# How to complete this task
Exact copies of the records below are required.

··· Data records ···

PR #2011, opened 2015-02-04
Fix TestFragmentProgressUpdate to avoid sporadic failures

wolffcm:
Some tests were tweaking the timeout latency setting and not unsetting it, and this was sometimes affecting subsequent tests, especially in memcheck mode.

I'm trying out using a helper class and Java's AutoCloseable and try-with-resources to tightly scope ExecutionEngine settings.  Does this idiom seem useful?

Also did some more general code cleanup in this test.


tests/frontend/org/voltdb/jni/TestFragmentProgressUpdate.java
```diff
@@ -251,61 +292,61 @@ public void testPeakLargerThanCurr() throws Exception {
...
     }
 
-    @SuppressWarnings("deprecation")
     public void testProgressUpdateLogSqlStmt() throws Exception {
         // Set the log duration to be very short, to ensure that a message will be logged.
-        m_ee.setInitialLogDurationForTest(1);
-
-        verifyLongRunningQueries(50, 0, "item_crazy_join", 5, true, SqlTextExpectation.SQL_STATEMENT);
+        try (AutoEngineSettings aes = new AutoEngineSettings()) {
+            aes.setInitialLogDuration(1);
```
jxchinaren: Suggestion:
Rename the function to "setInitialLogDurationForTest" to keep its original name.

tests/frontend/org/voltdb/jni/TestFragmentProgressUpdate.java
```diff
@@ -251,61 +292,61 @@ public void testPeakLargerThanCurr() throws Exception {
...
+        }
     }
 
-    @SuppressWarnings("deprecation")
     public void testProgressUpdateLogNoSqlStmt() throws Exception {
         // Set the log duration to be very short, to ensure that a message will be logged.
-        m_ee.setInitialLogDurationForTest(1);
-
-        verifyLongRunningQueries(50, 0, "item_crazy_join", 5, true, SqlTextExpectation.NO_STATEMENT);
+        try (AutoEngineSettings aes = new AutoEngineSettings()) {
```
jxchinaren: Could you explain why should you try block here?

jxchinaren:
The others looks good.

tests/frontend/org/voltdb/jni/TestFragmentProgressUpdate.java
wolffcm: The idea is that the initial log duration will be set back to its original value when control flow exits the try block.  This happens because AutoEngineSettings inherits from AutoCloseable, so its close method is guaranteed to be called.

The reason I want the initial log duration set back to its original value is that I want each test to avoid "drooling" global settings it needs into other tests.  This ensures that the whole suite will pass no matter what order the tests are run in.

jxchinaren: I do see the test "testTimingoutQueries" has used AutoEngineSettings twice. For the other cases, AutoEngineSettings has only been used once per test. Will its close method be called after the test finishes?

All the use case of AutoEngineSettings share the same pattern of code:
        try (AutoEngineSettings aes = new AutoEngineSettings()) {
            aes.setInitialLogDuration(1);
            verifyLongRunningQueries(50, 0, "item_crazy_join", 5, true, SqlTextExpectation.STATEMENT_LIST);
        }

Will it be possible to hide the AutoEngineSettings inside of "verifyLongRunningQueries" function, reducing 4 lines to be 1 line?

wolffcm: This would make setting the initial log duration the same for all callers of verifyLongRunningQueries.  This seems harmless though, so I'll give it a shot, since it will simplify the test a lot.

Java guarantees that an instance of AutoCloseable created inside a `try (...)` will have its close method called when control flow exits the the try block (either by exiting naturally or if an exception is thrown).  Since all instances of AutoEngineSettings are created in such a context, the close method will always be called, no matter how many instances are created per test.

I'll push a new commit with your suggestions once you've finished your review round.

···

# Solution
PR #2011, opened 2015-02-04
Fix TestFragmentProgressUpdate to avoid sporadic failures

wolffcm:
Some tests were tweaking the timeout latency setting and not unsetting it, and this was sometimes affecting subsequent tests, especially in memcheck mode.

I'm trying out using a helper class and Java's AutoCloseable and try-with-resources to tightly scope ExecutionEngine settings.  Does this idiom seem useful?

Also did some more general code cleanup in this test.


tests/frontend/org/voltdb/jni/TestFragmentProgressUpdate.java
```diff
@@ -251,61 +292,61 @@ public void testPeakLargerThanCurr() throws Exception {
...
     }
 
-    @SuppressWarnings("deprecation")
     public void testProgressUpdateLogSqlStmt() throws Exception {
         // Set the log duration to be very short, to ensure that a message will be logged.
-        m_ee.setInitialLogDurationForTest(1);
-
-        verifyLongRunningQueries(50, 0, "item_crazy_join", 5, true, SqlTextExpectation.SQL_STATEMENT);
+        try (AutoEngineSettings aes = new AutoEngineSettings()) {
+            aes.setInitialLogDuration(1);
```
jxchinaren: Suggestion:
Rename the function to "setInitialLogDurationForTest" to keep its original name.

tests/frontend/org/voltdb/jni/TestFragmentProgressUpdate.java
```diff
@@ -251,61 +292,61 @@ public void testPeakLargerThanCurr() throws Exception {
...
+        }
     }
 
-    @SuppressWarnings("deprecation")
     public void testProgressUpdateLogNoSqlStmt() throws Exception {
         // Set the log duration to be very short, to ensure that a message will be logged.
-        m_ee.setInitialLogDurationForTest(1);
-
-        verifyLongRunningQueries(50, 0, "item_crazy_join", 5, true, SqlTextExpectation.NO_STATEMENT);
+        try (AutoEngineSettings aes = new AutoEngineSettings()) {
```
jxchinaren: Could you explain why should you try block here?

jxchinaren:
The others looks good.

tests/frontend/org/voltdb/jni/TestFragmentProgressUpdate.java
wolffcm: The idea is that the initial log duration will be set back to its original value when control flow exits the try block.  This happens because AutoEngineSettings inherits from AutoCloseable, so its close method is guaranteed to be called.

The reason I want the initial log duration set back to its original value is that I want each test to avoid "drooling" global settings it needs into other tests.  This ensures that the whole suite will pass no matter what order the tests are run in.

jxchinaren: I do see the test "testTimingoutQueries" has used AutoEngineSettings twice. For the other cases, AutoEngineSettings has only been used once per test. Will its close method be called after the test finishes?

All the use case of AutoEngineSettings share the same pattern of code:
        try (AutoEngineSettings aes = new AutoEngineSettings()) {
            aes.setInitialLogDuration(1);
            verifyLongRunningQueries(50, 0, "item_crazy_join", 5, true, SqlTextExpectation.STATEMENT_LIST);
        }

Will it be possible to hide the AutoEngineSettings inside of "verifyLongRunningQueries" function, reducing 4 lines to be 1 line?

wolffcm: This would make setting the initial log duration the same for all callers of verifyLongRunningQueries.  This seems harmless though, so I'll give it a shot, since it will simplify the test a lot.

Java guarantees that an instance of AutoCloseable created inside a `try (...)` will have its close method called when control flow exits the the try block (either by exiting naturally or if an exception is thrown).  Since all instances of AutoEngineSettings are created in such a context, the close method will always be called, no matter how many instances are created per test.

I'll push a new commit with your suggestions once you've finished your review round.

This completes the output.